On my infrequent sojourn into that good book we all know as the Bible this morning, I came across a verse:

Proverbs 14:12
There is a way that seems right to man, but in the end it leads to death

Of course, I thought nothing but of my own personal covenant with God. The point where I realized that no, you can't pray the gay away, is where things took a turn (seemingly) for the better. I stopped crying and I went to God in prayer, and I said:

Dear Lord,
I come to you, realizing that this "change" is pretty permanent. But, instead of fighting another useless fight, I want to try something new. I want to show you that I can live my life for you (note: developing story), all the while not forsaking the nature that you've given me. I don't believe I can truly be happy while trying my whole life not to be gay. There are countless other sins that don't involve the nature of a man or woman, that, while difficult, can still be discarded. What happiness is there in denying oneself? Am I missing the message in sacrificing life for you? What I'm trying to say is, I want to be happy. And I'm going to try. With you there, but not as a man hiding himself from the world.

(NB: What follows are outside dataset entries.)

PR #490, opened 2021-12-11
Cache digit width for tabular numbers

### LINKED ISSUE #470: Cache glyph sizes for tabular numbers
A lot of our labels are shaped with tabular numbers. For that we manually position the digits based on the widest digit in the font. At the moment we query the font for those 10 digit glyphs every time we want to update a label, even if it is already shaped. We can almost definitely cache it within the font itself when loading it.

KaDiWa4:
Fixes #470.
The max digit width is now calculated when the font is loaded, even if that font is never used for tabular numbers.

### DIFF
--- a/.gitignore
+++ b/.gitignore
@@ -4,3 +4,4 @@ capi/bindings
 Cargo.lock
 docs
 target
+.vs*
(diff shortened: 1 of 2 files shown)


CryZe:
This looks great. Thank you :)

CryZe:
Seems to have been a decent performance improvement:
```
Scene Management (Default)
Before:
                        time:   [7.3866 us 7.4272 us 7.4747 us]
After:
                        time:   [4.3817 us 4.4423 us 4.4991 us]

Scene Management (Subsplits Layout)
Before:
                        time:   [26.779 us 26.782 us 26.786 us]
After:
                        time:   [20.934 us 21.212 us 21.506 us]
```

PR #503, opened 2022-01-08
Support Auto Splitting in the C API

DarkRTA:
note to cryze: do not merge yet


capi/bind_gen/src/c.rs
```diff
@@ -16,7 +16,7 @@ fn get_type(ty: &Type) -> Cow<'_, str> {
         "u32" => "uint32_t",
         "u64" => "uint64_t",
         "usize" => "size_t",
-        "isize" => "ssize_t",
+        "isize" => "ptrdiff_t",
```
KaDiWa4, line 19: You can do the same change in `capi/bind_gen/src/swift/header.rs`.

capi/src/auto_splitting_runtime.rs
```diff
@@ -0,0 +1,76 @@
...
+    let path = if !path.is_empty() {
+        Some(PathBuf::from(path))
+    } else {
+        None
+    };
+
+    match path {
+        Some(x) => this.load_script(x).is_ok(),
+        None => false,
+    }
```
CryZe, line 64: Why build an option just to match on it again? Also you don't need this PathBuf at all. I'm pretty sure you can just pass the &str directly.

capi/bind_gen/src/c.rs
CryZe: Yeah please apply it there too.

DarkRTA:
fixed both of the concerns

*should* be good to merge unless you guys see something else

capi/src/auto_splitting_runtime.rs
DarkRTA: you can't pass in the &str directly otherwise rust complains about mismatched types

capi/src/auto_splitting_runtime.rs
```diff
@@ -0,0 +1,72 @@
...
+
+/// Attempts to load an auto splitter. Returns true if successful.
+#[no_mangle]
+pub unsafe extern "C" fn AutoSplittingRuntime_load_script(
+    this: &AutoSplittingRuntime,
+    path: *const c_char,
+) -> bool {
+    let path = str(path);
+    if !path.is_empty() {
+        this.load_script(PathBuf::from(path)).is_ok()
```
CryZe, line 56: You still don't need PathBuf... unless you actually do, then the bug would be in the Runtime. Oh and definitely in your dummy load_script.

CryZe: Oh wait, it's because we send it to a thread. Don't mind me then.

CryZe (approved):

PR #504, opened 2022-01-09
Upgrade `snafu` to 0.7.0

KaDiWa4:


CryZe:
Oof, this is really ugly. I'm not sure if I like this. It seems like there might be a way to turn off this suffix? I think I might prefer that.

KaDiWa4:
There is `#[snafu(context(suffix(false)))]`

CryZe (approved):
I think this looks much better. Though I think it's a bit sad they went this way. Thank you for doing this. 👍

PR #505, opened 2022-01-12
Fix not equal comparison in CI script

CryZe:
Apparently `-ne` is only meant for numbers.


CryZe:
Blocked by: https://github.com/rust-lang/rust/issues/92755

PR #511, opened 2022-01-18
Update sysinfo requirement to 0.23.0

KaDiWa4:


CryZe (changes requested):

CryZe (approved):
Thanks, this looks very good. 👍

PR #512, opened 2022-01-19
Add a function which sets up the "Console Error Panic Hook" so thatg debugging is easier

Hurricane996:


capi/Cargo.toml
```diff
@@ -8,10 +8,11 @@ edition = "2018"
...
 serde_json = "1.0.8"
 time = { version = "0.3.4" }
+console_error_panic_hook = { version = "0.1.7", optional = true }
 
 [features]
 default = ["image-shrinking"]
 image-shrinking = ["livesplit-core/image-shrinking"]
 software-rendering = ["livesplit-core/software-rendering"]
-wasm-web = ["livesplit-core/wasm-web"]
+wasm-web = ["livesplit-core/wasm-web", "console_error_panic_hook"]
```
CryZe, line 17: I think this could be its own features. I'm not sure if you always want this.

PR #521, opened 2022-03-07
fix: fixed an issue with linux hotkey library

jewlexx:


CryZe:
It seems like this is a bug in the evdev library. I opened an issue.

CryZe:
It looks like they yanked the version, so it should compile again now.

jewlexx:
Hey sorry for the late response, I'll test it as soon as I can and let you know

jewlexx:
@CryZe 

It is still not compiling.
Here is my error message if it helps

```
error[E0599]: no method named `supported_events` found for reference `&(PathBuf, Device)` in the current scope
   --> /home/USER/.cargo/registry/src/github.com-1ecc6299db9ec823/livesplit-hotkey-0.6.0/src/linux/mod.rs:281:27
    |
281 |             .filter(|d| d.supported_events().contains(EventType::KEY))
    |                           ^^^^^^^^^^^^^^^^ method not found in `&(PathBuf, Device)`

error[E0277]: a value of type `Vec<Device>` cannot be built from an iterator over elements of type `(PathBuf, Device)`
    --> /home/USER/cargo/registry/src/github.com-1ecc6299db9ec823/livesplit-hotkey-0.6.0/src/linux/mod.rs:282:14
     |
282  |             .collect();
     |              ^^^^^^^ value of type `Vec<Device>` cannot be built from `std::iter::Iterator<Item=(PathBuf, Device)>`
     |
     = help: the trait `FromIterator<(PathBuf, Device)>` is not implemented for `Vec<Device>`
note: required by a bound in `collect
```

CryZe:
You may need to delete the Cargo.lock or something?

jewlexx:
Yep that fixed it thanks

PR #530, opened 2022-05-18
The scope of the unsafe block can be appropriately reduced

peamaeq:


CryZe:
This is superseded by #532

PR #537, opened 2022-06-05
Rainbow best segments

Hurricane996:


Hurricane996:
NOTE: I introduce a function visual_timer_cycle into this.  I think it's conceptually sound (a global timer used to allow animation without state), and the implementation is fine, but I would like someone to majke sure the API makes sense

Of course, artistic liberties have been taken considering that prayer is years old. What got me thinking even more about that was when I searched for that verse on the net. I found an essay, which could've easily been a sermon. While it did make sense and I found myself relating to most of it, the last point was jarring: once we leave morality delegated by the Bible, we begin to rely on human reasoning and mark our paths into Hell.

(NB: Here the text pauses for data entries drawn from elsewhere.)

PR #729, opened 2016-06-16
Rework /html as inline, old behavior kept as /raw

panpawn:
This makes it so the client can send /html [message] and it can parse it like a chat message with HTML.

This commit is especially helpful to side-servers that sometimes add custom formatting, such as emoticons.

### DIFF
--- a/js/battledata.js
+++ b/js/battledata.js
@@ -515,6 +515,8 @@ var Tools = {
 		case 'error':
 			return '<div class="chat message-error">' + Tools.escapeHTML(target) + '</div>';
 		case 'html':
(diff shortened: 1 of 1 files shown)


Slayer95:
I've verified that ``/html`` is currently not used in the server

Zarel:
It's used in PMs, though. We should probably fix PMs in a multi-step approach.

Zarel:
But okay this is fine.

panpawn:
🎉  🌟  🎆  🎈  🎂  🎉 
Thank you, Zarel!

PR #731, opened 2016-06-18
Don't wait until after the move to activate Protean

urkerab:
I don't know whether this is the best place to add this or the best way of implementing it but it seems to work.

### DIFF
--- a/js/battle.js
+++ b/js/battle.js
@@ -5919,7 +5919,7 @@ var Battle = (function () {
 			this.spriteElems[k].html(buf + buf2);
 		}
 	};
-	Battle.prototype.runMajor = function (args, kwargs, preempt) {
+	Battle.prototype.runMajor = function (args, kwargs, preempt, nextArgs, nextKwargs) {
 		switch (args[0]) {
 		case 'start':
 			this.teamPreview(false);
@@ -6147,6 +6147,10 @@ var Battle = (function () {
 			poke.sprite.beforeMove();
 			this.useMove(poke, move, poke2, kwargs);
 			poke.sprite.afterMove();
+			if (nextArgs[0] === '-start' && nextArgs[2] === 'typechange' && nextKwargs.from === 'Protean') {
+				this.activityStep++;
+				this.runMinor(nextArgs, nextKwargs, preempt);
+			}
 			break;
 		case 'cant':
 			this.endLastTurn();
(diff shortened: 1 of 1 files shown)


Zarel:
This seems like the wrong place to do it...

urkerab:
So, it seems to work here too, if that's what you were thinking of?

Zarel:
Can you more clearly describe what the problem is and how this commit fixes it?

urkerab:
Before:
Pokemon used **Move**!
(move animates)
<small>[Pokemon's Protean]
Pokemon transformed into the Type type!</small>
After:
Pokemon used **Move**!
<small>[Pokemon's Protean]
Pokemon transformed into the Type type!</small>
(move animates)

urkerab:
Alternative approach: change some of the Protean code:

    this.attrLastMove('[still]');
    this.add('-start', source, 'typechange', type);
    if (!move.flags['charge'] || pokemon.volatiles[move.id]) this.add('-anim', source, move, target);

Zarel:
Give me some time to think about this.

urkerab:
Storm Drain and Lightning Rod's handlers activate before Protean's does, and I think Protean fails if the move has no target, so you can't change that, so Protean may not actually be the next step, and the suggested server-side change is definitely wrong.

Zarel:
This has been long-fixed, and as of 8dc8037fd8c I consider the Protean animation basically perfect.

Zarel:
https://replay.pokemonshowdown.com/oumonotype-82345404

is a good replay file to refer to, if you want to see what Protean currently looks like.

urkerab:
That's... an ancient replay. Try something newer, such as https://replay.pokemonshowdown.com/gen7pu-666651723 and you'll see the move animating before Protean's typechange.

Zarel:
It should probably be fixed to work more like the old replay, then. :[

Zarel:
It's insane to change the client to work around a server bug.

urkerab:
Server bug? Do you want Protean's message to be inserted before the last move? I guess that's doable...

Zarel:
Yes.

Zarel:
Well, actually, it depends basically purely on, how does it work in-game?

```
Pokemon used Move!
[Pokemon's Protean]
Pokemon transformed into the Type type!
(move animates)
```

or

```
[Pokemon's Protean]
Pokemon transformed into the Type type!
Pokemon used Move!
(move animates)
```

PR #732, opened 2016-06-22
Reset sprite when affected by Smack Down

asgdf:
The lastmove check is there in case a levitating mon gets hit by No Guard Smack Down while using Dig or Dive. Considering how contrived that scenario is, I'm not sure if it's worth it. Seems cleaner this way though.

### DIFF
--- a/js/battle.js
+++ b/js/battle.js
@@ -4761,6 +4761,7 @@ var Battle = (function () {
 					actions += "" + poke.getName() + " fell straight down!";
 					poke.removeVolatile('magnetrise');
 					poke.removeVolatile('telekinesis');
+					if (poke.lastmove === 'fly' || poke.lastmove === 'bounce') poke.sprite.animReset();
 					break;
 				case 'substitute':
 					if (kwargs.damage) {


js/battle.js
```diff
@@ -4761,6 +4761,7 @@ var Battle = (function () {
 					actions += "" + poke.getName() + " fell straight down!";
 					poke.removeVolatile('magnetrise');
 					poke.removeVolatile('telekinesis');
+					if (poke.lastmove === 'fly' || poke.lastmove === 'bounce') poke.sprite.animReset();
```
Zarel: Why `if (poke.lastmove === 'fly' || poke.lastmove === 'bounce') `?

asgdf: "The lastmove check is there in case a levitating mon gets hit by No Guard Smack Down while using Dig or Dive.", as in that case the Dig/Dive anim would also be canceled.

Zarel: I don't understand. It normally shouldn't be?

asgdf: If a Flying-type or levitating mon gets hit with Smack Down, that message is sent. If said mon is currently using Dive or Dig, and still gets hit by Smack Down somehow, the message is still sent (correctly, as the "remove flying type/levitate" effect is still applied).

Zarel: `animReset` is just an animation, not a message, isn't it?

And I still don't understand why we shouldn't `animReset` all the time...

asgdf: With "message", I meant the `|-start|smackdown` that the server sends to the client if Smack Down has hit something flying, that would cause the anim to be reset.
If I use Dive with Latios and it gets hit with Smack Down while diving, this message would be sent, because Smack Down has removed Levitate from Latios. If we unconditionally reset the anim then, Latios will not appear to be diving anymore. This does not reflect the state of the game, as Dive is not canceled, whereas Fly/Bounce would be.

Zarel: oooooh

PR #736, opened 2016-06-29
Prevent roomtabs unnecessarily jumping to the side

asgdf:
Only a situation where a battle is open in both the left and right room shouldn't use the hardcoding, since the right battle wouldn't get enough space otherwise.

See https://github.com/Zarel/Pokemon-Showdown-Client/commit/07a339f62c6d897f01ddeb539d28f05d49189d85#commitcomment-18000443

### DIFF
--- a/js/client.js
+++ b/js/client.js
@@ -1471,7 +1471,7 @@
 			if (leftWidth < leftMinMain) {
 				leftWidth = leftMinMain;
 			}
-			if (this.curRoom.type === 'battle' && this.sideRoom.type === 'chat') {
+			if (this.curRoom.type === 'battle' && this.sideRoom.type !== 'battle') {
 				// I give up; hardcoding
 				var offset = Math.floor((available - leftMinMain - rightMin) / 2);
 				if (offset > 0) leftWidth += offset;


js/client.js
```diff
@@ -1471,7 +1471,7 @@
 			if (leftWidth < leftMinMain) {
 				leftWidth = leftMinMain;
 			}
-			if (this.curRoom.type === 'battle' && this.sideRoom.type === 'chat') {
+			if (this.curRoom.type === 'battle' && this.sideRoom.type !== 'battle') {
```
Zarel: Nooooo

Teambuilder and ladder have explicit widths. I hope this doesn't mess them up.

asgdf: They do, but they also can't be side rooms, as far as I can tell, which is why I figured this should be fine to avoid a long and unwieldy condition there. To my knowledge, only chats, battles, the rooms tab and the battles tab can be on the right side. I tried to test all possible combinations, and nothing seemed to get broken.

Zarel: Oh, at the moment they can't. That may change at a future date but for now this works, I suppose.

I don't know if I can really take that to heart, at all. The Bible can be just as hurtful as it is helpful, which could explain my very awkward and painful teenage years. Trying to cope with the message of God while trying to understand yourself in anyway isn't always easy unless you're born a WASP, in my opinion. And I don't think that people use the Bible as the universal, in every sense of the word, moral guide because we often get things wrong, as I could be doing right now, and innocents get hurt because of that.

Sometimes, this seems right. But did God intend for me to live a life of depression and self-restriction so I can be closer to him? Is it not possible to find a man to love in the light of God? How is this supposed to work...?

I'd feel like I was letting myself down if I chose to completely live for God, let go of the homosexuality and everything, but am I letting him down by living for him and trying to live for myself all the same?

Consider this sacrilege or not, but there is a very good reason that I choose to cling to God instead of man or the "word."